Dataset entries
=======

PR #653, opened 2019-08-09
Add websockets support for vs/vsr upstreams

Dean-Coakley:
### Proposed changes
This PR adds support for Websocket connections for upstreams without any additional configuration when configuring via VirtualServer or VirtualServerRoute.

### Checklist

### DIFF
--- a/internal/configs/version1/nginx-plus.tmpl
+++ b/internal/configs/version1/nginx-plus.tmpl
@@ -67,7 +67,10 @@ http {
         default upgrade;
         ''      close;
     }
-
+    map $http_upgrade $vs_connection_header {
+        default upgrade;
+        ''      $default_connection_header;
+    }
     {{if .SSLProtocols}}ssl_protocols {{.SSLProtocols}};{{end}}
     {{if .SSLCiphers}}ssl_ciphers "{{.SSLCiphers}}";{{end}}
     {{if .SSLPreferServerCiphers}}ssl_prefer_server_ciphers on;{{end}}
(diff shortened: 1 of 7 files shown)


internal/configs/version2/nginx-plus.virtualserver.tmpl
```diff
@@ -1,3 +1,8 @@
+map $http_upgrade $connection_header {
```
pleshakov: this map is defined in the http context, which is shared among the generated config for all Ingress and VS resources. For example, if you have multiple VS resources, the generated config for each resource will include this map. As a result, you will get a conflict and NGINX will fail to reload.

You need to move this map into the main NGINX configuration file.

internal/configs/version1/nginx.ingress.tmpl
```diff
@@ -123,12 +123,10 @@ server {
 		{{end}}
 		{{else}}
 		proxy_http_version 1.1;
-		{{if $location.Websocket}}
+
+		set $default_connection_header {{if $.Keepalive}}''{{else}}close{{end}};
```
pleshakov: there is no need to change the implementation for the Ingress resource.

internal/configs/version1/nginx-plus.tmpl
```diff
@@ -65,7 +65,7 @@ http {
 
     map $http_upgrade $connection_upgrade {
```
pleshakov: Please configure a different map so that your change doesn't interfere with the implementation for the Ingress resource. To configure a different map, choose a different variable. For example:
```yaml
map $http_upgrade $vs_connection_upgrade {
```

internal/configs/version1/nginx-plus.tmpl
```diff
@@ -67,7 +67,10 @@ http {
         default upgrade;
         ''      close;
     }
-
+    map $http_upgrade $vs_connection_upgrade {
```
pleshakov: Please rename before merging `$vs_connection_upgrade` to `$vs_connection_header` here and in the other places. `$vs_connection_header` better reflects the meaning of that variable. Note that `$connection_upgrade ` from `map $http_upgrade $connection_upgrade` is fine.

PR #1574, opened 2021-05-05
Add Docker image for Alpine with NGINX Plus

lucacome:

### DIFF
--- a/build/Dockerfile
+++ b/build/Dockerfile
@@ -13,8 +13,21 @@ RUN apt-get update \
 # docker.io/library/nginx is a temporary workaround for Dependabot to see this as different from the one used in Debian
 FROM docker.io/library/nginx:1.19.10-alpine AS alpine
 
-RUN apk add --no-cache libcap \
-	&& rm -rf /var/cache/apk/*
+RUN apk add --no-cache libcap
+
+
+############################################# Base image for Alpine with NGINX Plus #############################################
+FROM alpine:3.13 as alpine-plus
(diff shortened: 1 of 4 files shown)


lucacome:
@pleshakov added the docs

build/Dockerfile
```diff
@@ -12,8 +12,21 @@ RUN apt-get update \
...
 FROM nginx:1.19.9-alpine AS alpine
 
-RUN apk add --no-cache libcap \
-	&& rm -rf /var/cache/apk/*
+RUN apk add --no-cache libcap
+
+
+############################################# Base image for Alpine with NGINX Plus #############################################
+FROM alpine:3.13 as alpine-plus
+ENV NGINX_PLUS_VERSION 24-r1
```
pleshakov, line 20: currently, the other Plus images all have R23. Could we have one version of N+ across all images?

lucacome: 3.13 is only supported in R24.

pleshakov: would it make sense to upgrade other images to R24 first then?

lucacome: Created #1604 to update to R24

pleshakov: @lucacome will we able to not use a specific patch version of N+ for Apline similarly to Debian in #1604?

lucacome: yep I'll update this PR once the other one is done

pleshakov (approved):

PR #1577, opened 2021-05-06
Add automatic response for issues

lucacome:
- Add automatic response pointing to the docs
- Additional text is added if there's an annotation from community IC in the text

### DIFF
--- a/.github/workflows/issues.yaml
+++ b/.github/workflows/issues.yaml
@@ -1,0 +1,26 @@
+on:
+  issues:
+    types: [opened]
+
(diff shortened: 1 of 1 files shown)


ciarams87 (approved):

.github/workflows/issues.yaml
```diff
@@ -0,0 +1,26 @@
+on:
+  issues:
+    types: [opened]
+
+jobs:
```
soneillf5, line 5: Awesome addition!

PR #1580, opened 2021-05-07
Add container scanning for OSS images

ciarams87:
### Proposed changes
Add trivy container scanning for OSS images. Scanning of the Plus and App Protect images will be done separately in GitLab.

### Checklist

### DIFF
--- a/.github/workflows/edge.yml
+++ b/.github/workflows/edge.yml
@@ -92,6 +92,64 @@ jobs:
       - name: Run Tests
         run: go test ./...
 
+  container-scan:
+    name: Container Scanning
+    runs-on: ubuntu-20.04
+    needs: binary
+    steps:
+      - name: Checkout Repository
+        uses: actions/checkout@v2
+      - name: Fetch Cached Artifacts
+        uses: actions/cache@v2.1.5
+        with:
+          path: ${{ github.workspace }}/dist
+          key: nginx-ingress-${{ github.run_id }}-${{ github.run_number }}
+      - name: Docker Buildx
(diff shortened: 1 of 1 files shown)


.github/workflows/edge.yml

=======

# PROBLEM
Exactly the lines from the one containing "Add container scanning for OSS images" through the last line of the records are to be transcribed, both endpoints included.

# RESULT BELOW
Add container scanning for OSS images

ciarams87:
### Proposed changes
Add trivy container scanning for OSS images. Scanning of the Plus and App Protect images will be done separately in GitLab.

### Checklist

### DIFF
--- a/.github/workflows/edge.yml
+++ b/.github/workflows/edge.yml
@@ -92,6 +92,64 @@ jobs:
       - name: Run Tests
         run: go test ./...
 
+  container-scan:
+    name: Container Scanning
+    runs-on: ubuntu-20.04
+    needs: binary
+    steps:
+      - name: Checkout Repository
+        uses: actions/checkout@v2
+      - name: Fetch Cached Artifacts
+        uses: actions/cache@v2.1.5
+        with:
+          path: ${{ github.workspace }}/dist
+          key: nginx-ingress-${{ github.run_id }}-${{ github.run_number }}
+      - name: Docker Buildx
(diff shortened: 1 of 1 files shown)


.github/workflows/edge.yml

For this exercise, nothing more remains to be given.